=== SUPPLIED DATA ===

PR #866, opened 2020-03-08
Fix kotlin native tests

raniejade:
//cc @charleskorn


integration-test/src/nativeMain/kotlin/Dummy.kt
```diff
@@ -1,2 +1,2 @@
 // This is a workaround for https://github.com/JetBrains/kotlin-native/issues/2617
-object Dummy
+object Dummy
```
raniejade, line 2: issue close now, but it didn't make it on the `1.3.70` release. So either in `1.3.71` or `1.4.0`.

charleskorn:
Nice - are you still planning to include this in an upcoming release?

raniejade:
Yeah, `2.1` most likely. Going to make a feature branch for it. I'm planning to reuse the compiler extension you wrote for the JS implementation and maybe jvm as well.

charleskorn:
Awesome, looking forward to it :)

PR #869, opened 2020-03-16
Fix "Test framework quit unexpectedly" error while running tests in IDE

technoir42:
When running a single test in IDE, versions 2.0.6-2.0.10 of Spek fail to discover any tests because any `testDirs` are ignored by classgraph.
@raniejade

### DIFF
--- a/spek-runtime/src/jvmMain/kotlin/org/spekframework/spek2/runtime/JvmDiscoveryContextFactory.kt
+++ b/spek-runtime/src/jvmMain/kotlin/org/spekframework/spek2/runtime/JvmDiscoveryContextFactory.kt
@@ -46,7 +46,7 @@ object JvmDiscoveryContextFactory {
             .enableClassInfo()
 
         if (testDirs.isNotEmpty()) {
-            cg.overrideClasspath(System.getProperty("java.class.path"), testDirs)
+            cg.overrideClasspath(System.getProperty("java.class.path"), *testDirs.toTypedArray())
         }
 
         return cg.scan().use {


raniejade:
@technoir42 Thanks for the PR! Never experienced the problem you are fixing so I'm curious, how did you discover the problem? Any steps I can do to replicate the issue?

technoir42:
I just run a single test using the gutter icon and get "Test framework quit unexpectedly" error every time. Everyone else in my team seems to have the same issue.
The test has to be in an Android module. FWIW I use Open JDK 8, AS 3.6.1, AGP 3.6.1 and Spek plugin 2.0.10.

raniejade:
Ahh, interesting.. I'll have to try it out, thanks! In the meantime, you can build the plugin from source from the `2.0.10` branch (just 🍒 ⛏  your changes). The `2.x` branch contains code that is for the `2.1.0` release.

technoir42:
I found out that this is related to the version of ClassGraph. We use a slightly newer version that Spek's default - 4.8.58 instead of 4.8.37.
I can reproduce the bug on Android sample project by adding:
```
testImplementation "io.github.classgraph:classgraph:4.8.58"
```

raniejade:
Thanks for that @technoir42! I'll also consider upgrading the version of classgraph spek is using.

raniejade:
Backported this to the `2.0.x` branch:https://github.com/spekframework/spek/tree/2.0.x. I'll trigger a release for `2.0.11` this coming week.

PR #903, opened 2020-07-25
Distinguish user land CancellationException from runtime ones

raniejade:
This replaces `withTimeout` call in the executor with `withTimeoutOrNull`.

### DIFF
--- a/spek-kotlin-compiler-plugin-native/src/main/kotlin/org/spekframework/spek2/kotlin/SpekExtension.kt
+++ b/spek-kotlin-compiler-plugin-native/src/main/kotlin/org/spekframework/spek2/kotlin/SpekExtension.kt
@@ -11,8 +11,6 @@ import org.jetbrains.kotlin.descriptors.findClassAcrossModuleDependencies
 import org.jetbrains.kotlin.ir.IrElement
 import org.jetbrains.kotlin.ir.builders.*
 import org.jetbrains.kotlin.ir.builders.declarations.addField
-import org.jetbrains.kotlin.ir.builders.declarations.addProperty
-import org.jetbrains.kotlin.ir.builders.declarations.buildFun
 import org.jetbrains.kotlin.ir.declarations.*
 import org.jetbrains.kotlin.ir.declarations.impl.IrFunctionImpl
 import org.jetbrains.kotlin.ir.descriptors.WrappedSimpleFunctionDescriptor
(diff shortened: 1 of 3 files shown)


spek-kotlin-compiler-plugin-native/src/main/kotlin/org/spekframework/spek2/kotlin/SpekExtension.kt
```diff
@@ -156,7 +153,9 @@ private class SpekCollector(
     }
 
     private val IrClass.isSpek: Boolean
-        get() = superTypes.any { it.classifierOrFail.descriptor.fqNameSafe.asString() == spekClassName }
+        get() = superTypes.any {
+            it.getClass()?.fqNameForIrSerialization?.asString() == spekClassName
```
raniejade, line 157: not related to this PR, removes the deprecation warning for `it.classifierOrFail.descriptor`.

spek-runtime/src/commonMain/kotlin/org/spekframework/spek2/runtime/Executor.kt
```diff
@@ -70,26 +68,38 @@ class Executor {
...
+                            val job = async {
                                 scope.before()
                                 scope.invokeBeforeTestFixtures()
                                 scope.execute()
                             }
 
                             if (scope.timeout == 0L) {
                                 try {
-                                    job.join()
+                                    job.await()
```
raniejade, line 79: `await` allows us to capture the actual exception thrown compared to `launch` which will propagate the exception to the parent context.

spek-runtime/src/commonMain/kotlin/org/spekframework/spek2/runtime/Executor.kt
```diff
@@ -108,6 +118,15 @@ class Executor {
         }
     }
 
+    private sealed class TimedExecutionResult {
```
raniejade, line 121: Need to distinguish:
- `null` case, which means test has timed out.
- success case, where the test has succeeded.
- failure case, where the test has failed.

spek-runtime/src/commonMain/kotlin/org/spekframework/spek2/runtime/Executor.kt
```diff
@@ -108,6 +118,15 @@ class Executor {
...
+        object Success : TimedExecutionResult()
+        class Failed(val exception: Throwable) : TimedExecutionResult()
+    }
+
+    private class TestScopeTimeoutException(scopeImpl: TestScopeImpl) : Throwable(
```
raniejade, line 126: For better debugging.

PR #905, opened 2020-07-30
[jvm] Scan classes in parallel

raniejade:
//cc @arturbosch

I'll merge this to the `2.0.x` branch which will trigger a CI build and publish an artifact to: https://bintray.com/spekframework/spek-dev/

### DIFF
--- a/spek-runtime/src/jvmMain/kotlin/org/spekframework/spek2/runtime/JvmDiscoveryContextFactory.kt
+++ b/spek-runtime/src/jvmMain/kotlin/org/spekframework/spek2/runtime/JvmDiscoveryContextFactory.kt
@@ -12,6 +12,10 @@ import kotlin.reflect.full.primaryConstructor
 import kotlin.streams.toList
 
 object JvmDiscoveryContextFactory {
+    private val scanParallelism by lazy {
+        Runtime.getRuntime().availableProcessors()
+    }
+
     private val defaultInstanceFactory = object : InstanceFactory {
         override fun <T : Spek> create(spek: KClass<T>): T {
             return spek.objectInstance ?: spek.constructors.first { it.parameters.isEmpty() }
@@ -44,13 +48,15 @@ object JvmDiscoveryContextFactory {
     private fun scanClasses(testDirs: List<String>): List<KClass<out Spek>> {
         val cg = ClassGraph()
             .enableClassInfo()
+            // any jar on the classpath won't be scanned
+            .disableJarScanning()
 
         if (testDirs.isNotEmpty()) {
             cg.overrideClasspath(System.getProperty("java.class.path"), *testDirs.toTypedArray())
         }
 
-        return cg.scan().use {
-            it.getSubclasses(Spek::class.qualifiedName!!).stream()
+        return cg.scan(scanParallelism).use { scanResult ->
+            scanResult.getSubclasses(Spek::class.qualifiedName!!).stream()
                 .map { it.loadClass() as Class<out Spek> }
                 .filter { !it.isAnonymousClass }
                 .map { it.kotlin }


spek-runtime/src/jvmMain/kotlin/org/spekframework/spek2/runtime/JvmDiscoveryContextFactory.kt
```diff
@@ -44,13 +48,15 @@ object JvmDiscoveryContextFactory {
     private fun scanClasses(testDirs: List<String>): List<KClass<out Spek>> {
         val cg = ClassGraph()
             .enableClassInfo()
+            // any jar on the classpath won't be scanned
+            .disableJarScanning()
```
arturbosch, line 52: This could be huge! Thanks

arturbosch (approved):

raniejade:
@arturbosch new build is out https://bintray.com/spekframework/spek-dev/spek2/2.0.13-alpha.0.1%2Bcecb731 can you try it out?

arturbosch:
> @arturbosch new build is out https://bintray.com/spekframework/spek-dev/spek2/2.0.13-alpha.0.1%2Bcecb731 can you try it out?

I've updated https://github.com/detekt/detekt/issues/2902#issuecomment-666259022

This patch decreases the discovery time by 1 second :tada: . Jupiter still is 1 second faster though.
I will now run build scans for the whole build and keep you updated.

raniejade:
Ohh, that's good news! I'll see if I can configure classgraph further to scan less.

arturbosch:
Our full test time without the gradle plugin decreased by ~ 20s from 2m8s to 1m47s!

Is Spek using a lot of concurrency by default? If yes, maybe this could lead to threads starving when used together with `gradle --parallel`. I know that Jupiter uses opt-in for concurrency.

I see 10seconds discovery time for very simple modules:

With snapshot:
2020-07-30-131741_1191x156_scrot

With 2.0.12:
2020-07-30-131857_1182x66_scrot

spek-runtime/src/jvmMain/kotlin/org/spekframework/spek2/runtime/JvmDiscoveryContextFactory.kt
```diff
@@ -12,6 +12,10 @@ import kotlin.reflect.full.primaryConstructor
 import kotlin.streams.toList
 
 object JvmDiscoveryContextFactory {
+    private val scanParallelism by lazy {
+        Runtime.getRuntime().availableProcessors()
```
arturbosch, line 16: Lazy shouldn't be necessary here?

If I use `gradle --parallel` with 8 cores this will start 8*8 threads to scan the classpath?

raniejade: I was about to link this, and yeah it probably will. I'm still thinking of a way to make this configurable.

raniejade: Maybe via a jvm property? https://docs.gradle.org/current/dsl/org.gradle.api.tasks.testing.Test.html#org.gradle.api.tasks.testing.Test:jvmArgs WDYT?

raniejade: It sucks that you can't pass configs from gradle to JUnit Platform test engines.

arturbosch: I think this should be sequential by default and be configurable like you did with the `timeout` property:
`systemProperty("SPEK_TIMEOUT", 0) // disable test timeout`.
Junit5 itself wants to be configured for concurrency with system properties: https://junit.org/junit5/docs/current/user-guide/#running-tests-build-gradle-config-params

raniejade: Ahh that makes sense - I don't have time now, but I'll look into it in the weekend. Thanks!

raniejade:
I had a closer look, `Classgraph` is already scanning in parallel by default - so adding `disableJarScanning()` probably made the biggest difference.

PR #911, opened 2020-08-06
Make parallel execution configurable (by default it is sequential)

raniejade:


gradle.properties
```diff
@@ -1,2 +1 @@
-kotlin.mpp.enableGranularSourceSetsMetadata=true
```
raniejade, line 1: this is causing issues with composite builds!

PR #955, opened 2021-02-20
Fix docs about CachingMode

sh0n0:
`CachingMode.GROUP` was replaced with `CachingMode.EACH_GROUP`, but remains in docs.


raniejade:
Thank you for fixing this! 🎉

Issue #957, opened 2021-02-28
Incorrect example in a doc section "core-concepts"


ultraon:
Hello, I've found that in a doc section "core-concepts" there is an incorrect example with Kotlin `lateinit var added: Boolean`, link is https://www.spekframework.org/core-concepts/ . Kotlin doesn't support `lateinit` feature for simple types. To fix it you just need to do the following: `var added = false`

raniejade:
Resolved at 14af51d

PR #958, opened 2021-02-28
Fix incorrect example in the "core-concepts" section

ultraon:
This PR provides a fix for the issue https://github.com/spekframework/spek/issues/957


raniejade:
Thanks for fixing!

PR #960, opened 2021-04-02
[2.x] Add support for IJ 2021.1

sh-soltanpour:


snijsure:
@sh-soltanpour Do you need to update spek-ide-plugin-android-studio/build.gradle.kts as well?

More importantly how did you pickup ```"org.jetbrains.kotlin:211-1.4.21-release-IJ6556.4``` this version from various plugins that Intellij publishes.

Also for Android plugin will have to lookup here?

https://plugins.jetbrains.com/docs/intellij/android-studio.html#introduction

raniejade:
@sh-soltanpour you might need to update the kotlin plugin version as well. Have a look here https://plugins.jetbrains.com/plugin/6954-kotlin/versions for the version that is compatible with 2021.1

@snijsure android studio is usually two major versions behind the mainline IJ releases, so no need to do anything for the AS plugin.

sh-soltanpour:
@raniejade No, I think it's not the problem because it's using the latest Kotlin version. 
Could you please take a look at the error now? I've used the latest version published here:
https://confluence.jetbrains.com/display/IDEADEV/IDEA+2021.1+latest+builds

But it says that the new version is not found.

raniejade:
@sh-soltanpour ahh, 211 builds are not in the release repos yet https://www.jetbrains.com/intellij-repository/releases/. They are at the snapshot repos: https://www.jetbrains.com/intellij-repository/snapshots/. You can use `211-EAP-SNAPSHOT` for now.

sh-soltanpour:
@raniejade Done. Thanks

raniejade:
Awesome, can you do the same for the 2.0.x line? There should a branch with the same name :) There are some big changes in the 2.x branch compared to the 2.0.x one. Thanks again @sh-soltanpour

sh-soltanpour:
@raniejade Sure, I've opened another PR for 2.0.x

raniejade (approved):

===
=== SUPPLIED DATA ===

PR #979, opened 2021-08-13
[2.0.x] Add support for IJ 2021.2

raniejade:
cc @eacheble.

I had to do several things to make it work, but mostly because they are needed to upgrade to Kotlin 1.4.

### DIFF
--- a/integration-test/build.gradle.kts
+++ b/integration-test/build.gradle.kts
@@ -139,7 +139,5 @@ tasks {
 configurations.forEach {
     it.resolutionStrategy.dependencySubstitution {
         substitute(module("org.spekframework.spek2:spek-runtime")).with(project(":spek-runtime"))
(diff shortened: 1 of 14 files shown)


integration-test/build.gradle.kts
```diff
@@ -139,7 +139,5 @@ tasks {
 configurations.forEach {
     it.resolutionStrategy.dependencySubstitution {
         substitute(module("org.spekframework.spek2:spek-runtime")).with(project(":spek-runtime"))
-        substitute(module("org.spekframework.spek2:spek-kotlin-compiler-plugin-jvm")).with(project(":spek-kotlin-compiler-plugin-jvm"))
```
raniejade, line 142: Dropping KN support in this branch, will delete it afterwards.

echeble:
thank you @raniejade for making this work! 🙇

===
=== SUPPLIED DATA ===

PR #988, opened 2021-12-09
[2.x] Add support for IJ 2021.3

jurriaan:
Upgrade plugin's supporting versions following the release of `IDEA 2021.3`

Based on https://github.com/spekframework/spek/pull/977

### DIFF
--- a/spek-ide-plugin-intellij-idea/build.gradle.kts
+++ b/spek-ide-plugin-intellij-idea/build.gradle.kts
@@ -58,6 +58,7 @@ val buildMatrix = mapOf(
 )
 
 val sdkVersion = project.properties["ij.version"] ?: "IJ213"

===

TASK GOAL:
Every line in the records above that holds "where" counts once; state the total and nothing else.

THE ANSWER:
2